Your assignment
Write the material out again, line by line, exactly as it is.

Given records
PR #904, opened 2020-08-29
fix flake8 failures

tpike3:


tpike3:
Should go to branch_redux

PR #906, opened 2020-08-29
Fix flake8 failure take 2

tpike3:


tpike3:
Should have been branched to BatchRunner Redux

PR #907, opened 2020-08-29
fix flake8 failures take 2

tpike3:


tpike3:
There is no longer a comma in line 56 to produce the error. Must be a Travis issue build

PR #908, opened 2020-08-29
flake8 take 3

tpike3:
Was looking at the wrong comma error fixed


tpike3:
Fix codecov/patch failure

Task answer
PR #904, opened 2020-08-29
fix flake8 failures

tpike3:


tpike3:
Should go to branch_redux

PR #906, opened 2020-08-29
Fix flake8 failure take 2

tpike3:


tpike3:
Should have been branched to BatchRunner Redux

PR #907, opened 2020-08-29
fix flake8 failures take 2

tpike3:


tpike3:
There is no longer a comma in line 56 to produce the error. Must be a Travis issue build

PR #908, opened 2020-08-29
flake8 take 3

tpike3:
Was looking at the wrong comma error fixed


tpike3:
Fix codecov/patch failure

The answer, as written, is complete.